The concept is truly interesting in how the captor turns his circumstancesaround as he adapts to being a whore. Maki who himself is an adult video actor truly gives a stunning perfomance as Haruto. The film shows massive amounts of gay sex for a while and I didn’t fast forward through it, only because the film displays Haruto’s growth through his experiences. He truly learns who he is as he goes from being submissively used to being in control of his circumstances, even going so far as being put in a room with the very man who owns him and asked to show what’s so special about him.

Here in this moment of startling dominance Haruto and Yuki merge intoone person as he assumes complete control of the man and doesn’t stop until he is satisfied and Big Boss submits to him. Unfortunately here is where the film takes a turn for the predictable and if you’ve seen “Memoir of a Geisha” you can guess where it’s going. Seiya, an aging boy in the ground that is run by the boss of the brothel is getting less and less clients due to Yuki’s popularity, So he asks for a private session with him, during which he viciously destroys Yuki’s manhood. The scene has the same level of masterful performance as the rest of the film and shows almost everything so I had to mute my phone and look away until it as over.

Haruto now a eunuch, but debt free is told to meet the account of the club to get his last amount of money. Arriving at the apartment of the accountant he is shocked to see it is Aoyama. I was overjoyed as throughout all of the film, every time Haruto had sex with other men, he was only thinking about Aoyama. He truly loves Aoyama, Aoyama relates his story and the two finally kiss and more(a lot more). The film ends with their decision to leave the country as other people involved in their story find their ends very bloody.

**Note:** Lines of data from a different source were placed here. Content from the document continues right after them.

PR #11388, opened 2024-11-08
Upgrade next

gestchild:
## What does this change?

For [#11228](https://github.com/wellcomecollection/wellcomecollection.org/issues/11228)

Upgrades our apps to Next 14.2.10

## How to test

`yarn` all the things
`rm -rf node_modules && yarn`

Try building/running the following locally:
- dash
- cardigan
- content
- identity

Nothing breaks

I've built and run everything and it all seems to work fine

### DIFF
--- a/identity/webapp/src/app.ts
+++ b/identity/webapp/src/app.ts
@@ -96,6 +96,9 @@ export async function createApp(): Promise<Koa> {
     ctx.respond = false;
   });
 
+  // Upgrading next passed 13.5.1 led to an issue with the incorrect status code being returned
+  // So we do it explicitly here
+  // See https://github.com/vercel/next.js/issues/65691 for similar
   app.use(async (ctx, next) => {
     ctx.res.statusCode = 200;
     await next();
--- a/identity/webapp/src/app.ts
+++ b/identity/webapp/src/app.ts
@@ -96,6 +96,11 @@ export async function createApp(): Promise<Koa> {
     ctx.respond = false;
   });
 
+  app.use(async (ctx, next) => {
+    ctx.res.statusCode = 200;
+    await next();
+  });
+
   app.use(router.routes()).use(router.allowedMethods());
 
   process.on('SIGINT', async () => {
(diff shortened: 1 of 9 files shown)


identity/webapp/src/frontend/components/PageWrapper.tsx
```diff
@@ -30,11 +30,11 @@ export const PageWrapper: FunctionComponent<PropsWithChildren<Props>> = ({
   const { isEnhanced } = useContext(AppContext);
   const { collectionVenues } = usePrismicData();
   const venues = transformCollectionVenues(collectionVenues);
-
+  const fullTitle = `${title} | Wellcome Collection`;
```
gestchild, line 33: We started getting this warning: 'A title element received an array with more than 1 element as children'

This ensures there is only one child text node

identity/webapp/src/app.ts
```diff
@@ -96,6 +96,11 @@ export async function createApp(): Promise<Koa> {
     ctx.respond = false;
   });
 
+  app.use(async (ctx, next) => {
```
gestchild, line 99: The identity app was behaving strangely following the upgrade, which was because everything was being served with a status code of 404 even though the response body was correct.

The content app was fine and [we were explicitly setting the status code there](https://github.com/wellcomecollection/wellcomecollection.org/blob/0cdd6d77f2dcc203f07e4bde929cff4e1e4e3834/content/webapp/app.ts#L94§), so I've done the same here.

rcantin-w: That's a bit of a strange one, do we know why it has to be done? (worth adding a comment?)

identity/webapp/src/frontend/components/PageWrapper.tsx
rcantin-w: 😮

rcantin-w (approved):
- Ran `yarn run-concurrently`, was able to sign it, do a search and could've requested an item.
- Built `content` and `identity` without issue
- Consequently ran `yarn identity` and `yarn content` separately without issue

- Ran `yarn build` and `yarn dev` on `dash`, all good

- `yarn cardigan` looks good, which is really interesting since @davidpmccormick and I had trouble running it with Next 14 and the new Storybook, so that's really good news. Maybe someone patched something!

All in all, looking great, thank you!

identity/webapp/src/app.ts
gestchild: I don't, but [it appears others have had a similar issue](https://github.com/vercel/next.js/issues/65691). I'll leave a comment

PR #11392, opened 2024-11-11
stop unicode characters printing to page

gestchild:
## What does this change?

[As reported on Slack](https://wellcome.slack.com/archives/C8X9YKM5X/p1731342560650259) the unicode encoding we used for on breaking spaces in Tags was being displayed, rather than just the space itself.

image

This fixes that

## How to test

Visit localhost:3000/works/tgzf7p3n and see that this doesn't happen

the tags display as expected

Low

### DIFF
--- a/content/webapp/components/Tags/Tags.tsx
+++ b/content/webapp/components/Tags/Tags.tsx
@@ -26,6 +26,8 @@ type PartWithSeparatorProps = {
   $isLast: boolean;
 };
 
+const nbsp = '\\00a0';
+
 const PartWithSeparator = styled.span.attrs({
   className: font('intr', 5),
 })<PartWithSeparatorProps>`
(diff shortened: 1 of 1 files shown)


rcantin-w:
Do we know why this fixes it? Why did it suddenly show it after 18 months? 😅

rcantin-w (approved):
**Definitely** looking better locally, thanks!

(I do wonder if the space doesn't go to the following line but it's kind of a detail that definitely does not block this going live)
Screenshot 2024-11-11 at 17 14 52

gestchild:
> Do we know why this fixes it? Why did it suddenly show it after 18 months? 😅 Wonder if it's some update with styled-components.

I'm assuming it was because of one of the upgrades. When I moved it to a const eslint complained about octal escape sequences are not being allowed, so I needed to escape it to turn it into a string. Then it started working.

PR #11393, opened 2024-11-12
Upgrade koa

gestchild:
## What does this change?

For https://github.com/wellcomecollection/wellcomecollection.org/issues/11366

- uses @koa/router instead of koa-router (now consistent between identity and content apps)
- updates @koa/router (all other koa packages are using the latest versions)
- fixes breaking change
- removes the types for koa-router
- stops dependabot from ignoring koa packages

## How to test

yarn all the things
rm -rf node_modules && yarn

Try building/running the following locally:
content
identity

Everything still works

Low if everything is working and tests are passing


davidpmccormick (approved):
All works looks good.

PR #1773, opened 2026-01-12
Replace IIF() with CASE WHEN for Azure Synapse compatibility

rehbbea:
Azure Synapse dedicated pools do not support the IIF() function. This replaces IIF() with standard CASE WHEN syntax which is supported by all SQL Server variants.

- between(): IIF(x BETWEEN l AND r, 1, 0) -> CASE WHEN x BETWEEN l AND r THEN 1 ELSE 0 END
- mssql_as_bit(): CAST(IIF(x, 1, 0) AS BIT) -> CAST(CASE WHEN x THEN 1 ELSE 0 END AS BIT)


hadley:
Thanks!

PR #1815, opened 2026-03-23
Translate `anyNA` to SQL

### LINKED ISSUE #1814: `anyNA(x)` is not supported, but `any(is.na(x))` is
I think `anyNA(x)` should be translated exactly as `any(is.na(x))`, but this is not implemented.

``` r
library(dplyr)
#> 
#> Attaching package: 'dplyr'
#> 
#>     filter, lag
#> 
library(dbplyr)
#> 
#> 
#>     ident, sql
test_dat <- memdb_frame(a = c(1, 2, NA))


summarize(test_dat, anyNA(a))
#> Error in `collect()`:
#> Caused by error:
#> ! no such function: anyNA
summarize(test_dat, any(is.na(a)))
#> Warning: Missing values are always removed in SQL aggregation functions.
#> Use `na.rm = TRUE` to silence this warning
#> This warning is displayed once every 8 hours.
#> # Source:   SQL [?? x 1]
#> # Database: sqlite 3.51.2 [:memory:]
#>   `any(is.na(a))`
#>             <int>
#> 1               1
```

<sup>Created on 2026-03-23 with [reprex v2.1.1](https://reprex.tidyverse.org)</sup>

damonbayer:
Closes https://github.com/tidyverse/dbplyr/issues/1814.


hadley:
Thanks @damonbayer! I tweaked the implementation a little to align with other places in dbplyr where we need a "dynamic" translation.

PR #1829, opened 2026-05-15
Implement `filter_out()`

hadley:
Fixes #1803


R/backend-.R
```diff
@@ -288,6 +288,12 @@ base_scalar <- sql_translator(
   na_if = sql_prefix("NULLIF", 2),
   coalesce = sql_prefix("COALESCE"),
 
+  # Internal helper used by `filter_out.tbl_lazy()`.
+  # Not intended for direct use.
+  dbplyr_filter_out_cond = function(x) {
```
hadley: This is needed because `filter_out()` basically generates a `filter()`. This is a bit hacky but it feels like a reasonable approach, and minimises changes elsewhere in the SQL generation pipeline.

It does make me wonder if we should generally provide `%==%` and `%!==%` or similar to expose these semantics everywhere.

R/query-join.R
```diff
@@ -392,7 +392,17 @@ sql_join_tbls <- function(con, by, na_matches) {
       compare <- purrr::map_chr(seq_along(lhs), function(i) {
         op <- by$condition[[i]]
         if (op == "==") {
-          sql_expr_matches(con, lhs[[i]], rhs[[i]])
+          withr::local_options(lifecycle_verbosity = "quiet")
```
hadley: This feels a bit hacky, but I don't see a better way.

hadley:
@DavisVaughan I realised that there's actually little harm in never calling `sql_expr_matches()`: duckplyr will just fallback the default approach until they provide new function translations (https://github.com/duckdb/duckdb-r/issues/2326).

R/backend-mysql.R
```diff
@@ -114,6 +114,9 @@ sql_translation.sql_dialect_mariadb <- function(con) {
   sql_variant(
     sql_translator(
       .parent = base_scalar,
+      # https://dev.mysql.com/doc/refman/5.7/en/comparison-operators.html#operator_equal-to
+      is_distinct_from = \(x, y) sql_glue("NOT (({x}) <=> ({y}))"),
+      is_not_distinct_from = \(x, y) sql_glue("({x}) <=> ({y})"),
```
DavisVaughan, line 119:
```suggestion
      is_distinct_from = function(x, y) sql_glue("NOT (({x}) <=> ({y}))"),
      is_not_distinct_from = function(x, y) sql_glue("({x}) <=> ({y})"),
```

are you using anonymous functions in dbplyr?

DavisVaughan: (if not, there are more cases i did not note in other files)

R/backend-oracle.R
```diff
@@ -143,6 +143,11 @@ sql_translation.sql_dialect_oracle <- function(con) {
   sql_variant(
     sql_translator(
       .parent = base_odbc_scalar,
+      # https://docs.oracle.com/cd/B19306_01/server.102/b14200/functions040.htm
+      is_distinct_from = \(x, y) sql_glue("(decode(({x}), ({y}), 0, 1) = 1)"),
+      is_not_distinct_from = \(x, y) {
+        sql_glue("(decode(({x}), ({y}), 0, 1) = 0)")
+      },
```
DavisVaughan: multiline anonymous, gross!

R/backend-oracle.R
```diff
@@ -143,6 +143,11 @@ sql_translation.sql_dialect_oracle <- function(con) {
   sql_variant(
     sql_translator(
       .parent = base_odbc_scalar,
+      # https://docs.oracle.com/cd/B19306_01/server.102/b14200/functions040.htm
+      is_distinct_from = \(x, y) sql_glue("(decode(({x}), ({y}), 0, 1) = 1)"),
+      is_not_distinct_from = \(x, y) {
+        sql_glue("(decode(({x}), ({y}), 0, 1) = 0)")
```
DavisVaughan: do you think the extra outer `()` is necessary? two places you could maybe remove it
- around all of `(decode()=1)`
- around `({x})` since its the only argument there

R/verb-filter.R
```diff
@@ -1,7 +1,20 @@
...
-#' `WHERE` clause of the SQL query.
+#' @description
+#' These are methods for the dplyr [dplyr::filter()] and [dplyr::filter_out()]
+#' generics. They generate the `WHERE` clause of the SQL query.
+#'
+#' `filter()` is translated directly to `WHERE`, which already matches dplyr's
+#' behaviour of treating `NA` like `FALSE` (SQL's three-valued logic drops
+#' `NULL` rows from `WHERE`).
+#'
+#' `filter_out()` keeps rows where the combined condition is `FALSE` or `NA`.
```
DavisVaughan: I think you should describe `filter_out()` as a _drop_, not a _keep_.

That's the important framing in dplyr.
- `filter()` is "keep when `TRUE`"
- `filter_out()` is "drop when `TRUE`"

R/verb-filter.R
```diff
@@ -1,7 +1,20 @@
...
+#' Multiple conditions are AND-combined and wrapped in
+#' `is_distinct_from(., TRUE)`, which is translated using the backend's
+#' `is_distinct_from()` (e.g. `IS DISTINCT FROM` on PostgreSQL, `IS NOT` on
```
DavisVaughan:
```suggestion
#' `is_distinct_from()` translation (e.g. `IS DISTINCT FROM` on PostgreSQL, `IS NOT` on
```

R/verb-filter.R
```diff
@@ -42,6 +56,31 @@ filter.tbl_lazy <- function(.data, ..., .by = NULL, .preserve = FALSE) {
...
+
+  dots <- enquos(...)
+  # Multiple conditions are AND-combined to match dplyr's semantics, then
+  # wrapped in `is_distinct_from(., TRUE)`. The backend translation of
+  # `is_distinct_from()` provides the dialect-specific SQL.
+  exprs <- lapply(dots, quo_get_expr)
+  combined <- Reduce(function(a, b) expr((!!a) & (!!b)), exprs)
+  quo <- new_quosure(
+    expr(is_distinct_from(!!combined, TRUE)),
+    quo_get_env(dots[[1]])
```
DavisVaughan: I am very sure you can construct counter examples where forcing all expressions to use `quo_get_env(dots[[1]])` does not work, i.e. if the 2nd expression has a different quosure environment.

tests/testthat/_snaps/backend-oracle.md
```diff
@@ -71,7 +71,7 @@
       SELECT "df_LHS"."x" AS "x"
       FROM "df" "df_LHS"
       LEFT JOIN "df" "df_RHS"
-        ON (decode("df_LHS"."x", "df_RHS"."x", 0, 1) = 0)
+        ON ((decode(("df_LHS"."x"), ("df_RHS"."x"), 0, 1) = 0))
```
DavisVaughan: yea seems a bit excessive

R/verb-filter.R
DavisVaughan, line 52: I was kind of expecting that `filter_out()` would not be framed as a `filter()`, but would instead also feed through this common implementation shared by `filter()` and `filter_out()`

Like `add_filter()` would gain an `invert = TRUE/FALSE` parameter, which would be stored as `where_invert` in the `lazy_select_query()` object

And then roughly around this line in `dbplyr:::sql_build.lazy_select_query` is where the inversion comes in

```
where_sql <- translate_sql_(op$where, con = con, context = list(clause = "WHERE"))
```

But I guess that's kinda complicated, and the various cases of `dbplyr:::add_filter()` may make it even more so.

So I guess framing as a `filter()` is fine even if it somehow doesn't feel quite right

DavisVaughan: Maybe the right way is to extract out `filter_impl()` that does share this infrastructure between both functions, but right after

```r
dots <- partial_eval_dots(.data, ..., .named = FALSE)
```

you check `if(invert) {` and then handle the `Reduce + is_distinct_from` bit

then pass on to a standard `add_filter()` call

---

My thoughts about this are that this at least gives `partial_eval_dots()` a chance to evaluate each individual quosure within its dot-specific environment. If I understand `partial_eval_dots()` correctly, then if you do that, then in the `if (invert) {` path you could probably use

```r
quo <- new_quosure(
    expr(is_distinct_from(!!combined, TRUE)),
    # quo_get_env(dots[[1]])
    user_env
)
```

i.e. you assert that `partial_eval_dots()` handled the environment specific evaluation, and now you mostly just have bare expressions that you are combining together, so the environment of your new quosure that wraps all of the individual expressions doesn't matter quite as much and can just be the caller environment

R/verb-filter.R
DavisVaughan: This might fix that https://github.com/tidyverse/dbplyr/pull/1829/changes#r3260688683

R/verb-filter.R
DavisVaughan, line 39: A common `filter_impl()` would also allow any errors here to report `filter_out()` as the caller

DavisVaughan (approved):
Two main comments relating to:
- Docs: Describe filter_out as a _drop_ not a _keep_, consistent with dplyr
- `...` evaluation, and avoiding setting every dot's quosure environment to `quo_env(dots[[1]])` https://github.com/tidyverse/dbplyr/pull/1829/changes#r3260688683

R/backend-mysql.R
hadley: Claude apparently is!

hadley: Looks like I'm using `\(x)` in lots of places.

R/backend-oracle.R
hadley: Definitely can remove in this case, less clear about the others if we're now exposing these functions to the user.

hadley: I think we need to keep the outer, otherwise you might do this:

```R
translate_sql(is_distinct_from(x, y) + 1L, con = dialect_oracle())
#> <SQL> decode("x", "y", 0, 1) = 1 + 1
```

R/verb-filter.R
hadley: I think it might actually be simpler than that since the point of `partial_eval()` is to go from a quosure to an expression.

hadley:
This also made me realised that `filter_out(df)` is supposed to drop all rows.

R/backend-oracle.R
DavisVaughan: That seems reasonable

DavisVaughan: I was mostly irked by the inner one!

R/verb-filter.R
DavisVaughan: I was hoping that was the point of that function, but I saw it was still outputting a quosure in `partial_eval_dots()` via `partial_eval_quo()` so I wasn't sure

hadley: `partial_eval_quo()` is confusingly named; I'm pretty sure it takes a quosure as input, rather than giving a quosure as output.

PR #1831, opened 2026-05-15
Implement `recode_values()` + `replace_values()`

### LINKED ISSUE #1796: FR: support for `recode_values()`
dbplyr has support for `case_match()`, which is now marked as deprecated in dplyr 1.2.0, apparently to be replaced by `recode_values()`.

To still be able to use dbplyr as drop-in-replacement, support for `recode_values()` would be nice.

hadley:
Fixes #1796


tests/testthat/test-translate-sql-conditional.R
```diff
@@ -349,8 +358,190 @@ test_that("`.ptype` not supported", {
...
+    recode_values(x, 1L ~ "a", NULL, 2L ~ "b", NULL),
+    "CASE WHEN (\"x\" IN (1)) THEN 'a' WHEN (\"x\" IN (2)) THEN 'b' END"
+  )
+})
+
+test_that("from/to vector interface works", {
+  con <- dialect_ansi()
+  expect_translation(
+    con,
+    recode_values(x, from = !!c("a", "b"), to = !!c("A", "B")),
```
DavisVaughan, line 430: Try to remove the `!!`

tests/testthat/test-translate-sql-conditional.R
```diff
@@ -349,8 +358,190 @@ test_that("`.ptype` not supported", {
...
+})
+
+test_that("`x` must be a symbol or call", {
+  con <- dialect_ansi()
+  expect_snapshot(error = TRUE, {
+    translate_sql(recode_values("foo", "foo" ~ "FOO"), con = con)
+  })
+})
+
+test_that("list `to` is not supported", {
```
DavisVaughan: A question about this

- When `to` is not a list, it is a vector of size 1 or a vector of size `vec_size(from)`, i.e. map everything to 1 value, or map to 1 value per `from` element. That's the same as `recode_values(x, 'a' ~ 'b')` or `recode_values(x, 'a' ~ 'b', 'c' ~ 'd')`.
- When `to` is a list, the main purpose is to provide a whole column to map to, like "anywhere you see `'a'`, map it to the corresponding location in the `to` column". That's the same as `recode_values(x, 'a' ~ y)`.

Can you actually do `recode_values(x, 'a' ~ y)`? I don't see any tests for this where the RHS is a whole vector to pull matches from. I imagine that could translate to `THEN y`?

Even if you can handle `'a' ~ y`, you probably cannot handle the equivalent `from = 'x', to = list(y)`?. I feel like the lazy evaluation of `y` there makes things awkward. Or maybe you have tooling that works with that (`partial_eval()`?).

tests/testthat/test-translate-sql-conditional.R
```diff
@@ -349,8 +358,190 @@ test_that("`.ptype` not supported", {
...
+  )
+  # `to` recycled to size of `from`
+  expect_translation(
+    con,
+    recode_values(x, from = !!c("a", "b"), to = "X"),
+    "CASE WHEN (\"x\" IN ('a')) THEN 'X' WHEN (\"x\" IN ('b')) THEN 'X' END"
+  )
+})
+
+test_that("from/to list interface works", {
```
DavisVaughan, line 441:
```suggestion
test_that("from list interface works", {
```

`to` lists are not currently supported, see other comment

tests/testthat/test-translate-sql-conditional.R
```diff
@@ -349,8 +358,190 @@ test_that("`.ptype` not supported", {
...
+test_that("NULL values in `...` are dropped", {
+  con <- dialect_ansi()
+  expect_translation(
+    con,
+    recode_values(x, 1L ~ "a", NULL, 2L ~ "b", NULL),
+    "CASE WHEN (\"x\" IN (1)) THEN 'a' WHEN (\"x\" IN (2)) THEN 'b' END"
+  )
+})
+
+test_that("from/to vector interface works", {
```
DavisVaughan, line 426: it might be nice to have an explicit example where the vectors come from an external data frame. like 

```r
table <- tibble(from = , to =)
recode_values(x, from = table$from, to = table$to)
```

in my head i would imagine that this could work? i.e. you always assume `from` and `to` are external sources that you need to evaluate and inline

R/translate-sql-conditional.R
```diff
@@ -1,57 +1,28 @@
...
-
-  sql(paste0(
-    "CASE\n",
-    paste0(clauses, collapse = "\n"),
-    "\nEND"
-  ))
+  sql_case_finalize(clauses)
 }
 
 sql_case_match_clause <- function(f, x, con) {
```
DavisVaughan, line 28: Rename this?

R/translate-sql-conditional.R
```diff
@@ -91,6 +62,178 @@ sql_case_match_clause <- function(f, x, con) {
...
+    if (!is_formula(f, lhs = TRUE)) {
+      cli_abort(
+        "{.arg ...} must contain only two-sided formulas.",
+        call = error_call
+      )
+    }
+    env <- environment(f)
+    query <- sql_case_match_clause(f, x, con)
+    value <- escape(
+      enpar(quo(!!f[[3]]), tidy = FALSE, env = env),
```
DavisVaughan, line 192: i can't comment on the soundness of this 😛

R/translate-sql-conditional.R
```diff
@@ -91,6 +62,178 @@ sql_case_match_clause <- function(f, x, con) {
...
+      call = error_call
+    )
+  }
+
+  n <- length(from)
+  to <- vctrs::vec_recycle(to, n, x_arg = "to", call = error_call)
+
+  clauses <- character(n)
+  for (i in seq_len(n)) {
+    query <- sql_recode_in_clause(from[[i]], x, con)
```
DavisVaughan, line 206: what happens with `recode_values(x, from = list(character()), to = "x")`

i.e. if `sql_recode_in_claude()` gets an empty first input here

DavisVaughan (approved):

tests/testthat/test-translate-sql-conditional.R
hadley: Right: it now supports `recode_values(x, 'a' ~ y)` because we translate the RHS of formulas, but we can't support the equivalent `to = list(y)`, because we don't translate `list()`. But maybe we should?

hadley:
If I pick this up again in the future, I need to start by sitting down and carefully considering the components of a `recode_values()` call that should be translated, and which should be evaluated as is in R. I think the goal will have to be more of an in-spirit translation, since the semantics of dplyr and dbplyr are rather different here.

I'm also slightly concerned that the introduction of a `list()` translation might break existing code since `LIST()` is available in (at least) duckdb. That said `array_agg()` is a more common way to express the same idea.

PR #1835, opened 2026-05-18
Fix `copy_to()` same-source check

hadley:
`copy_to(con, tbl_sql, ...)` was always taking the cross-source branch (collect + dbWriteTable) instead of `compute()`, because `same_src(df, dest)` dispatches to `same_src.tbl_sql()`, which requires `y` to inherit from `tbl_sql`, but `dest` is a `src_sql`. Compare `df$src` to `dest` so both sides are `src_sql` and dispatch reaches `same_src.src_sql()`.

### DIFF
--- a/R/verb-copy-to.R
+++ b/R/verb-copy-to.R
@@ -69,7 +69,7 @@ copy_to.src_sql <- function(
 
   name <- as_table_path(name, dest$con)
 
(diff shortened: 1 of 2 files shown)


hadley:
Fixes accidental regression in #1632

Overall, this is in my opinion on this important film for many reasons. For people who sexualize older and younger relationships, seeing it displayed in this untethered manner might change their view of it. For people who demonize gay sex or sex workers this film can be eye opening. For hopeless romantics, it does a fantastic job of displaying that love can exist even in the worst of circumstances. Fantastically shot, thought provoking, this is an excellent film. Is it hard to sit through a man’s degradation? Of course, because it is essential to see the story of these fleshed out and realistic characters. The music is a brilliant score that suits every moment and the acting of the two main leads kept me glued to the screen thoughout the film.